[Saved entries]
'''
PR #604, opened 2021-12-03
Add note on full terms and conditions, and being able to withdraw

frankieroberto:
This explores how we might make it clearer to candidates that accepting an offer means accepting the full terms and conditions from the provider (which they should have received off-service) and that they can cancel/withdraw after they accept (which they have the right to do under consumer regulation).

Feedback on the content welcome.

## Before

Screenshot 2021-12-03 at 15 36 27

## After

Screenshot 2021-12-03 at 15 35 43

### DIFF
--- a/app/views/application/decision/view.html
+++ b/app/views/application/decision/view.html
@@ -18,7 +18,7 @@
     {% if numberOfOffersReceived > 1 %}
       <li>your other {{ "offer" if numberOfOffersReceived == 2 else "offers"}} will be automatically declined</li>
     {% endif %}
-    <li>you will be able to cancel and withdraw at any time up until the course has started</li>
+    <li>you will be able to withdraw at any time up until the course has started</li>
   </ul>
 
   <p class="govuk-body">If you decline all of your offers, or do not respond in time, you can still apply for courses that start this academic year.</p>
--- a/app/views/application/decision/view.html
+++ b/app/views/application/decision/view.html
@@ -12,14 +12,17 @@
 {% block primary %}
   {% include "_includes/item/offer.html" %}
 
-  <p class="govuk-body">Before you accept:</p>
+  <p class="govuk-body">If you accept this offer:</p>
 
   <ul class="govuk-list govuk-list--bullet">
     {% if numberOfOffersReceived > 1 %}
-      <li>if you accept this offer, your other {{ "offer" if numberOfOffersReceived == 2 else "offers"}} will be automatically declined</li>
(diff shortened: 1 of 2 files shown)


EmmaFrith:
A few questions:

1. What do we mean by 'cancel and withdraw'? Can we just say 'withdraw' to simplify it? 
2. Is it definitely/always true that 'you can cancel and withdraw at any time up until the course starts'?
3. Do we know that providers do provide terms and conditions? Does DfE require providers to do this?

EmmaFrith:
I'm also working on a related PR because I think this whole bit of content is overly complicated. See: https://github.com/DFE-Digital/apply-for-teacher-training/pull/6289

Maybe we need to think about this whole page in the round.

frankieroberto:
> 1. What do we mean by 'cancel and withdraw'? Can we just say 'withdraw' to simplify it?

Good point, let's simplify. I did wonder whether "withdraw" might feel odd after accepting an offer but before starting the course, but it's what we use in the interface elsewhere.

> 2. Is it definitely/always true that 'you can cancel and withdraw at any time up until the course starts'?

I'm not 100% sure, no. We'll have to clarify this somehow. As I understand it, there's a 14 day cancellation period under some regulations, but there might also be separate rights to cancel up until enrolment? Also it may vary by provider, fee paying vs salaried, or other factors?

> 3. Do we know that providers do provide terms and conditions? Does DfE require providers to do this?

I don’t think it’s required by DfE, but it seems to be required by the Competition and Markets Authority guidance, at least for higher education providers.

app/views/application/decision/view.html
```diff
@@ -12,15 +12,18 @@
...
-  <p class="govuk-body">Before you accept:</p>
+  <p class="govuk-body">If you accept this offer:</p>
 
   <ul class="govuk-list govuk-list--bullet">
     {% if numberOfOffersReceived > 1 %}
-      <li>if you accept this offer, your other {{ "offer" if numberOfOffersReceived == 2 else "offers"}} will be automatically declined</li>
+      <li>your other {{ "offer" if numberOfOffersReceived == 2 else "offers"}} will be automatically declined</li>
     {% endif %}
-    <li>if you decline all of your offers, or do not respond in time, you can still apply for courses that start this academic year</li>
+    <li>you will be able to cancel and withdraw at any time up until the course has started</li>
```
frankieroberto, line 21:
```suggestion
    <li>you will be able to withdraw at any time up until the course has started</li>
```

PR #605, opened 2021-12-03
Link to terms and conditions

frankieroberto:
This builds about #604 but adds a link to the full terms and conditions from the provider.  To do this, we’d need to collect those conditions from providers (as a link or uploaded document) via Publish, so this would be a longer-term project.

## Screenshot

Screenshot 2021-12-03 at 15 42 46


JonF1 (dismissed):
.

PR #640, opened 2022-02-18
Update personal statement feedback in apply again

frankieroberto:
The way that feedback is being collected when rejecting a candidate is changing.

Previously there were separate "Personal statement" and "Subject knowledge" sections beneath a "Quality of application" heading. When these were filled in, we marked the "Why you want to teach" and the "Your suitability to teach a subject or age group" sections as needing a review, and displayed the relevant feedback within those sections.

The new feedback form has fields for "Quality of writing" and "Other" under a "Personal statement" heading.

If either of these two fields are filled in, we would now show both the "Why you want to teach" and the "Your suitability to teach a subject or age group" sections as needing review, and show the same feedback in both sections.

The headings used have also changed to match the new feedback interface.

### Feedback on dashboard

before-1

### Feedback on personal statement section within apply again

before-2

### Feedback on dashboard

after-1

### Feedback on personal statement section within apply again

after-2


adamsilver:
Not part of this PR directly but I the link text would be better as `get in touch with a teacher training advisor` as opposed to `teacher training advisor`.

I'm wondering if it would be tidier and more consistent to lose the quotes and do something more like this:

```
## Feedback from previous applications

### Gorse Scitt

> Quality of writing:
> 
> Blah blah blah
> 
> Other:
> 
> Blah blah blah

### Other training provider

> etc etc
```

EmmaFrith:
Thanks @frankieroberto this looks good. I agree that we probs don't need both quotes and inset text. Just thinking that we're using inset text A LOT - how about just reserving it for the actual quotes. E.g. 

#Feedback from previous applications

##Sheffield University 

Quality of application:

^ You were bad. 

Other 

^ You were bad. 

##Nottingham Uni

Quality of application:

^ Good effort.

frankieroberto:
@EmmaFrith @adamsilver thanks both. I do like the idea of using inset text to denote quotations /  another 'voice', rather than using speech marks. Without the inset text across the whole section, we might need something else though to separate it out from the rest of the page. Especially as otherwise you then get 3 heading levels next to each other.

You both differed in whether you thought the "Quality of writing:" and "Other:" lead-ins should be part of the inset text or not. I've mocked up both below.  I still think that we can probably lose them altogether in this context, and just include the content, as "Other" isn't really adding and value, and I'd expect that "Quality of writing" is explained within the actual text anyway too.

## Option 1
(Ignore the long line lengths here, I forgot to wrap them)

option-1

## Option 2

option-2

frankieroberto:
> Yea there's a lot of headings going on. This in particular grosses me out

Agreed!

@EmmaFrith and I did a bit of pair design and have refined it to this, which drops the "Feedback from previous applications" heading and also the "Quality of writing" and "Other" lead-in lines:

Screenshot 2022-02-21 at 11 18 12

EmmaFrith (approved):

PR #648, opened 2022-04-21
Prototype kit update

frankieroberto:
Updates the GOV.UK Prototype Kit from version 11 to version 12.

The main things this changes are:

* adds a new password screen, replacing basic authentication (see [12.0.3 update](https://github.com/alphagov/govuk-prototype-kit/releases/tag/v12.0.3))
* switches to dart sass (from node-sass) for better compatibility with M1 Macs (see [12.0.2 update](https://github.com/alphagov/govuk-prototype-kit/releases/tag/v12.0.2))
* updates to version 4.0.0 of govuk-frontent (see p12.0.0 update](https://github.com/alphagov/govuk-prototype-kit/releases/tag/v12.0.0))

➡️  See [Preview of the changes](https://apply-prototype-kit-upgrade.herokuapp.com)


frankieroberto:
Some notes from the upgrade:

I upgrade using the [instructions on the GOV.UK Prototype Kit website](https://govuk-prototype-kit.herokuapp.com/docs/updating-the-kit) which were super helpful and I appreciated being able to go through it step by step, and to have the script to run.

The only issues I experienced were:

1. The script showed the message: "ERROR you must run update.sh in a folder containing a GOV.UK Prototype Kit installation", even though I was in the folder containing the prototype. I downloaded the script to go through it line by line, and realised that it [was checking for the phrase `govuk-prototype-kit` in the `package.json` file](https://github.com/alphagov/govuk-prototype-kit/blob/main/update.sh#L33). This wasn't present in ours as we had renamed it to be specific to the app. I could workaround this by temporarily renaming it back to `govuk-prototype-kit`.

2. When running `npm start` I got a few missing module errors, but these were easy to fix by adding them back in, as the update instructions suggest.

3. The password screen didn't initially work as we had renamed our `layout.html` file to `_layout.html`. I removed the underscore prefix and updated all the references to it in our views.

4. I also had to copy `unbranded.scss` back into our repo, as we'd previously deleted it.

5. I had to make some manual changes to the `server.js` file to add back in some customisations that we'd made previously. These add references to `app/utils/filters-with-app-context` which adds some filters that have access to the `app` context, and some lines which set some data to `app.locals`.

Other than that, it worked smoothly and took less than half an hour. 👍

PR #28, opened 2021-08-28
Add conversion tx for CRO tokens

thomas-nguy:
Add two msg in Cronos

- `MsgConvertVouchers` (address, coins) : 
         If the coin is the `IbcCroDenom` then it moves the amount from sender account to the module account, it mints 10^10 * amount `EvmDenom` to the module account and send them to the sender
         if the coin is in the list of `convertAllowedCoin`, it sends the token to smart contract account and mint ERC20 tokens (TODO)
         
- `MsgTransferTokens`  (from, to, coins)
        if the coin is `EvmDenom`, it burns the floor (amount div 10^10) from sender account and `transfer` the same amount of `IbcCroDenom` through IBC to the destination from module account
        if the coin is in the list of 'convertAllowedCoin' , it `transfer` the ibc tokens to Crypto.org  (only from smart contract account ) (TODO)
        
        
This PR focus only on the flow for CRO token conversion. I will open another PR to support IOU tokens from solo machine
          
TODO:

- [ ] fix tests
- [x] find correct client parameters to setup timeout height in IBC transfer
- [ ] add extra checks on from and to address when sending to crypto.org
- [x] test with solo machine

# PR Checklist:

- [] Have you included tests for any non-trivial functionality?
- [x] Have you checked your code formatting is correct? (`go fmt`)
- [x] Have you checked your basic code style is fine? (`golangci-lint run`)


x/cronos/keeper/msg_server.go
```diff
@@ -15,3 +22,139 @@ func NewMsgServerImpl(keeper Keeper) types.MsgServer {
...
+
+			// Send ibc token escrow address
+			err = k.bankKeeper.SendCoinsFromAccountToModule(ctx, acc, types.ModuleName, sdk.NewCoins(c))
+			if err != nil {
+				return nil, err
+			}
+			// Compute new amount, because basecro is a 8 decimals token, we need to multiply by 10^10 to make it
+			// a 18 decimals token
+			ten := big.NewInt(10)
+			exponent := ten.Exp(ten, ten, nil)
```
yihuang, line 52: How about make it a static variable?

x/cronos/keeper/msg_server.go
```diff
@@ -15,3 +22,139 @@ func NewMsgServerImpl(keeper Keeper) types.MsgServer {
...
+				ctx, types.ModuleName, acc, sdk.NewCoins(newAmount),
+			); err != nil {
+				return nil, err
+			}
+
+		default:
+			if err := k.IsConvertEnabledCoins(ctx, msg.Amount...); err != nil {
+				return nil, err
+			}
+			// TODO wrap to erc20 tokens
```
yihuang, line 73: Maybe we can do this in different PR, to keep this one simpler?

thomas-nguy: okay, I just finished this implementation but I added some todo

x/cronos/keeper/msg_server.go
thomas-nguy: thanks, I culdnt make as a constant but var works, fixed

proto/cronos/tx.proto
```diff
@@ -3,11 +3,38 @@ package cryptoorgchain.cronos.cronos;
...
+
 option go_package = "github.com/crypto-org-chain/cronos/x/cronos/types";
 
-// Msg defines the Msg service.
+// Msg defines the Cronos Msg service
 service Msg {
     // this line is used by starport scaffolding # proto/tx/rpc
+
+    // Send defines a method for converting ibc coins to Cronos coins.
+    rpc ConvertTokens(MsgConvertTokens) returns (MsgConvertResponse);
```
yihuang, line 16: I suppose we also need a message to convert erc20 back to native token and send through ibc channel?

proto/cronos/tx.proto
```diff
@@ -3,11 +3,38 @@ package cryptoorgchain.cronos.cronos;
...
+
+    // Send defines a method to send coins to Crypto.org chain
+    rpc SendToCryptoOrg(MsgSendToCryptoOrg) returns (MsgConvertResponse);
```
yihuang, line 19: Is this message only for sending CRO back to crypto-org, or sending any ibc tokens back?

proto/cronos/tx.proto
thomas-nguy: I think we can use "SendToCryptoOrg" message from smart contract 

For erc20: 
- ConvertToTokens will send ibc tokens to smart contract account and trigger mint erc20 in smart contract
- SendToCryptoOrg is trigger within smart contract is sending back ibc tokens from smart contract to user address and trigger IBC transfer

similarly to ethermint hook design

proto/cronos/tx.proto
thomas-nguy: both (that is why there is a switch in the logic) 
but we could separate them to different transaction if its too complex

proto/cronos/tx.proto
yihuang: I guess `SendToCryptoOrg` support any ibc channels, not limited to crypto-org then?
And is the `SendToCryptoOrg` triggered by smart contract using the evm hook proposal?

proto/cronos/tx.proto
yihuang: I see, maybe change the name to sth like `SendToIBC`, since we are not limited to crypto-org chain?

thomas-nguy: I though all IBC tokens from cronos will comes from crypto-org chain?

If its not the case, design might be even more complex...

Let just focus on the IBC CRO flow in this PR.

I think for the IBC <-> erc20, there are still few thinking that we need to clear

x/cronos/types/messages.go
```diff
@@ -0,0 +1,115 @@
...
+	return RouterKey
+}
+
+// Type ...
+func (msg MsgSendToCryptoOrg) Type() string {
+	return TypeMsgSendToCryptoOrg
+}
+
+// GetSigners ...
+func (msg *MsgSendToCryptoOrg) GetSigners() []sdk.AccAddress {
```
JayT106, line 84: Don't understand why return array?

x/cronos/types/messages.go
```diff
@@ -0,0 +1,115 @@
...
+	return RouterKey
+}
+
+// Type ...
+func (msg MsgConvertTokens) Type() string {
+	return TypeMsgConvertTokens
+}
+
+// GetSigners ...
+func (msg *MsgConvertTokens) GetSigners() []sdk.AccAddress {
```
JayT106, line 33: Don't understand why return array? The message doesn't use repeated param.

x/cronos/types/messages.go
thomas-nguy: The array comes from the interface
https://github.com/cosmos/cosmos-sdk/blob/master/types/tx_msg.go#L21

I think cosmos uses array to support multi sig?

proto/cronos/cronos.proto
'''
WORK TASK -> The lines above that hold the string "thinking" are to be located and copied.

OUTPUT FOR THIS TASK ->
Thanks @frankieroberto this looks good. I agree that we probs don't need both quotes and inset text. Just thinking that we're using inset text A LOT - how about just reserving it for the actual quotes. E.g. 
I think for the IBC <-> erc20, there are still few thinking that we need to clear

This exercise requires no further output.